Records supplied:
----

PR #2625, opened 2025-05-03
chunked cross entropy loss

winglian:
in testing with qwen3, reduced single gpu vram from 22-26GB -> 15-18GB

## Summary by CodeRabbit

- **New Features**
  - Introduced an option to enable memory-efficient chunked cross-entropy loss during training, with configurable chunk sizes.
  - Added new configuration fields to control chunked cross-entropy behavior.
- **Bug Fixes**
  - Improved import handling for plugin integration.
- **Tests**
  - Added tests to verify the correctness of the chunked cross-entropy loss implementation.

### DIFF
--- a/src/axolotl/integrations/cut_cross_entropy/__init__.py
+++ b/src/axolotl/integrations/cut_cross_entropy/__init__.py
@@ -71,7 +71,7 @@ class CutCrossEntropyPlugin(BasePlugin):
         if cfg.cut_cross_entropy:
             self._check_requirements()
 
-            from axolotl.integrations.cut_cross_entropy.monkeypatch.patch import (
+            from .monkeypatch.patch import (
                 cce_patch,
             )
 
--- a/src/axolotl/monkeypatch/loss/chunked.py
+++ b/src/axolotl/monkeypatch/loss/chunked.py
@@ -1,0 +1,129 @@
+"""
+chunked ce loss
+"""
+
+from typing import List, Optional
+
+import torch
+import torch.nn.functional as F
+
+
+# copied and modified from torchtune.modules.loss.CEWithChunkedOutputLoss
+class CEWithChunkedOutputLoss(torch.nn.Module):
+    """
+    Cross-entropy with chunked outputs that saves memory by only upcasting one chunk at a time.
+
+    For more details, please refer to: https://github.com/pytorch/torchtune/pull/1390
+    """
+
+    def __init__(self, num_output_chunks: int = 8, ignore_index: int = -100):
+        super().__init__()
+        self.num_output_chunks = num_output_chunks
+        self.ignore_index = ignore_index
+
+    def compute_cross_entropy(
+        self,
+        logits: torch.Tensor,
+        labels: torch.Tensor,
+        normalize: bool = True,  # pylint: disable=unused-argument
+    ) -> torch.Tensor:
+        """
+        Upcast logits to fp32 and compute cross entropy loss.
+        """
+        return F.cross_entropy(
+            logits.float(), labels, ignore_index=self.ignore_index, reduction="sum"
+        )
+
+    def forward(
+        self, logits: List[torch.Tensor], labels: torch.Tensor, reduction="sum"
+    ) -> torch.Tensor:
+        """
+        Args:
+            logits (List[torch.Tensor]): List of chunked logits of length
+                ``self.num_output_chunks``, where each chunk has shape
+                ``(batch_size, num_tokens / num_output_chunks, vocab_size)``.
+            labels (torch.Tensor): Ground truth labels of shape ``(batch_size, num_tokens)``.
+            reduction (str): The reduction to apply to the output.
+
+        Returns:
+            torch.Tensor: Cross entropy loss of shape (1,).
+        """
+
+        total_elements = (labels != self.ignore_index).sum()
+
+        # chunk and reshape labels (bsz, num_tokens, vocab) -> [(bsz*num_tokens/num_chunks, vocab)]
+        labels = [
+            target_chunk.reshape(-1)
+            for target_chunk in labels.chunk(self.num_output_chunks, dim=1)
+        ]
+        # reshape logits [(bsz, num_tokens/num_chunks, vocab)] -> [(bsz*num_tokens/num_chunks, vocab)]
+        logits = [
+            logit_chunk.reshape(-1, logit_chunk.size(-1)) for logit_chunk in logits
+        ]
+
+        # compute one chunk at a time
+        total_loss = 0.0
+        for logits_chunk, labels_chunk in zip(logits, labels):
+            total_loss += self.compute_cross_entropy(logits_chunk, labels_chunk)
+
+        if reduction == "sum":
+            return total_loss
+        return total_loss / total_elements
+
+
+def build_chunked_ce_loss_fn(num_output_chunks: int = 8, ignore_index: int = -100):
+    loss_fn_ce = CEWithChunkedOutputLoss(num_output_chunks, ignore_index)
+    loss_fn_ce.compute_cross_entropy = torch.compile(
+        loss_fn_ce.compute_cross_entropy, backend="inductor"
+    )
+    return loss_fn_ce
+
+
+def patch_chunked_ce_loss_fn(num_output_chunks: int = 8, ignore_index: int = -100):
+    import transformers.loss.loss_utils
+
+    loss_fn_ce = build_chunked_ce_loss_fn(num_output_chunks, ignore_index)
+
+    def chunked_fix_cross_entropy(
+        source,
+        target,
+        num_items_in_batch: int = None,
+        ignore_index: int = -100,
+        **kwargs,
+    ):  # pylint: disable=unused-argument
+        reduction = "sum" if num_items_in_batch is not None else "mean"
+        logit_chunks = [  # pylint: disable=unnecessary-comprehension
+            chunk for chunk in source.chunk(loss_fn_ce.num_output_chunks, dim=1)
+        ]
+        loss = loss_fn_ce(logit_chunks, target, reduction=reduction)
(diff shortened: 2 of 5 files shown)


src/axolotl/integrations/cut_cross_entropy/__init__.py
```diff
@@ -72,7 +72,7 @@ def pre_model_load(self, cfg):
         if cfg.cut_cross_entropy:
             self._check_requirements()
 
-            from axolotl.integrations.cut_cross_entropy.monkeypatch.patch import (
+            from .monkeypatch.patch import (
```
NanoCode012, line 74: Why are we changing to relative import here?

src/axolotl/monkeypatch/loss/chunked.py
```diff
@@ -0,0 +1,134 @@
...
+chunked ce loss
+"""
+
+from typing import List, Optional
+
+import torch
+import torch.nn.functional as F
+
+
+# copied and modified from torchtune.modules.loss.CEWithChunkedOutputLoss
```
NanoCode012, line 11: Do we need to add license block?

tests/test_chunked_xentropy.py
```diff
@@ -0,0 +1,40 @@
...
+    batch_size = 1
+
+    lm_head = nn.Linear(model_dim, vocab_size)
+    hidden_state = torch.randn(batch_size, seq_len, model_dim)
+    labels = torch.randint(low=0, high=vocab_size, size=(batch_size, seq_len))
+    return lm_head, hidden_state, labels, vocab_size
+
+
+def test_chunked_forward(chunked_fixtures):  # pylint: disable=redefined-outer-name
+    lm_head, hidden_state, labels, vocab_size = chunked_fixtures
```
NanoCode012, line 26: Should we set seed for RNG? (referring to torchtune's 

```py
from torchtune.utils.seed import set_seed


 @pytest.fixture(autouse=True)
 def random():
     set_seed(42)
```

src/axolotl/utils/schemas/config.py
```diff
@@ -242,6 +242,9 @@ class AxolotlInputConfig(
     unsloth_rms_norm: bool | None = None
     unsloth_rope: bool | None = None
 
+    chunked_cross_entropy: bool | None = None
+    chunked_cross_entropy_num_chunks: int | None = None
+
```
NanoCode012: Can this be added to docs `config.qmd`?

src/axolotl/monkeypatch/loss/chunked.py
NanoCode012: The source is BSD3

src/axolotl/monkeypatch/loss/chunked.py
```diff
@@ -0,0 +1,134 @@
...
+        ]
+
+        # compute one chunk at a time
+        total_loss = 0.0
+        for logits_chunk, labels_chunk in zip(logits, labels):
+            total_loss += self.compute_cross_entropy(logits_chunk, labels_chunk)
+
+        if reduction == "sum":
+            return total_loss
+        return total_loss / total_elements
```
NanoCode012, line 71: Should check if `mean` for second return and raise value/notimplemented error for other reduction

src/axolotl/monkeypatch/loss/chunked.py
```diff
@@ -0,0 +1,134 @@
...
+    ) -> torch.Tensor:
+        """
+        Upcast logits to fp32 and compute cross entropy loss.
+        """
+        return F.cross_entropy(
+            logits.float(), labels, ignore_index=self.ignore_index, reduction="sum"
+        )
+
+    def forward(
+        self, logits: List[torch.Tensor], labels: torch.Tensor, reduction="sum"
```
NanoCode012, line 38:
```suggestion
        self, logits: List[torch.Tensor], labels: torch.Tensor, reduction="mean"
```

This should be mean to follow regular defaults? https://pytorch.org/docs/stable/generated/torch.nn.CrossEntropyLoss.html#torch.nn.CrossEntropyLoss

src/axolotl/monkeypatch/loss/chunked.py
```diff
@@ -0,0 +1,134 @@
...
+        if reduction == "sum":
+            return total_loss
+        return total_loss / total_elements
+
+
+def _build_chunked_ce_loss_fn(num_output_chunks: int = 8, ignore_index: int = -100):
+    loss_fn_ce = CEWithChunkedOutputLoss(num_output_chunks, ignore_index)
+    loss_fn_ce.compute_cross_entropy = torch.compile(
+        loss_fn_ce.compute_cross_entropy, backend="inductor"
+    )
```
NanoCode012, line 78: Should we also read env var like in torchtune?

```python
backend = os.environ.get("TORCH_COMPILE_BACKEND", "inductor")
```

src/axolotl/monkeypatch/loss/chunked.py
```diff
@@ -0,0 +1,134 @@
...
+    loss_fn_ce = _build_chunked_ce_loss_fn(num_output_chunks, ignore_index)
+
+    def chunked_fix_cross_entropy(
+        source,
+        target,
+        num_items_in_batch: int = None,
+        ignore_index: int = -100,
+        **kwargs,
+    ):  # pylint: disable=unused-argument
+        reduction = "sum" if num_items_in_batch is not None else "mean"
```
NanoCode012, line 92: Is this correct? Could you explain the relationship between `num_items_in_batch` and `reduction`?

src/axolotl/monkeypatch/loss/chunked.py
```diff
@@ -0,0 +1,134 @@
...
+        logit_chunks = [  # pylint: disable=unnecessary-comprehension
+            chunk for chunk in source.chunk(loss_fn_ce.num_output_chunks, dim=1)
```
NanoCode012, line 94: Is this doing nothing, as current transformers already calculate the logits before hand?

NanoCode012: I saw this comment on the linked PR

> It is important to notice that chunking must happen BEFORE the linear output, or the memory is not released:

Does it refer to the chunk CE inside the class or the logits chunk calculation?

src/axolotl/monkeypatch/loss/chunked.py
NanoCode012: Does that mean, we need to add a test with `num_items_in_batch` for `reduction=sum`?

NanoCode012 (commented):
Nice implementation. Left some comments on parts I'm unsure of

src/axolotl/monkeypatch/loss/chunked.py
NanoCode012: Same for in the `get_*` function below.

src/axolotl/monkeypatch/loss/chunked.py
salmanmohammadi, line 11: This implementation has since been deprecated for https://github.com/pytorch/torchtune/blob/main/torchtune/modules/loss/cross_entropy_loss.py which we should follow instead

winglian: Let's tackle that as a follow-on. The newer version in TT fuses with the linear by passing the weight of the embedding, but this isn't as straightforward and requires individual patches for each model architecture. This is a simpler patch that will work for all models

src/axolotl/monkeypatch/loss/chunked.py
salmanmohammadi: Do we not want to mean across all the chunks, rather than per-chunk? The actual normalisation happens below

src/axolotl/integrations/cut_cross_entropy/__init__.py
winglian: absolutely import would break in colab for some reason. Also, it's the pattern we're typically using in plugins.

tests/test_chunked_xentropy.py
winglian: not really necessary?

src/axolotl/monkeypatch/loss/chunked.py
winglian: this is the stupid gradient accumulation think that Daniel Han brought up that forced this pattern.

src/axolotl/monkeypatch/loss/chunked.py
winglian: This is the chunking, the optimization is that by chunking before we upcast to float32, we reduce the VRAM overhead.

src/axolotl/monkeypatch/loss/chunked.py
```diff
@@ -0,0 +1,134 @@
...
+            total_loss += self.compute_cross_entropy(logits_chunk, labels_chunk)
+
+        if reduction == "sum":
+            return total_loss
+        return total_loss / total_elements
+
+
+def _build_chunked_ce_loss_fn(num_output_chunks: int = 8, ignore_index: int = -100):
+    loss_fn_ce = CEWithChunkedOutputLoss(num_output_chunks, ignore_index)
+    loss_fn_ce.compute_cross_entropy = torch.compile(
```
NanoCode012, line 76: Another question, would this work for all hardware? Do we need to check for compatibility?

salmanmohammadi: Yeah unlike flex attention there's no cudagraphs/autotuning here so inductor should be pretty hardware friendly

salmanmohammadi (approved):
I think this looks good - the loss/grad norms lined up OK with the run you tested on?

Let's also make sure we add the license/code attribution link

NanoCode012:
Rebased. Added license, arg to docs, and use TORCH_COMPILE_BACKEND for backend if available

----

About this task:
The reply should consist solely of the lines of the data, exact, from the opening line through the line with "- Introduced an", inclusive.

Completed task:
PR #2625, opened 2025-05-03
chunked cross entropy loss

winglian:
in testing with qwen3, reduced single gpu vram from 22-26GB -> 15-18GB

## Summary by CodeRabbit

- **New Features**
  - Introduced an option to enable memory-efficient chunked cross-entropy loss during training, with configurable chunk sizes.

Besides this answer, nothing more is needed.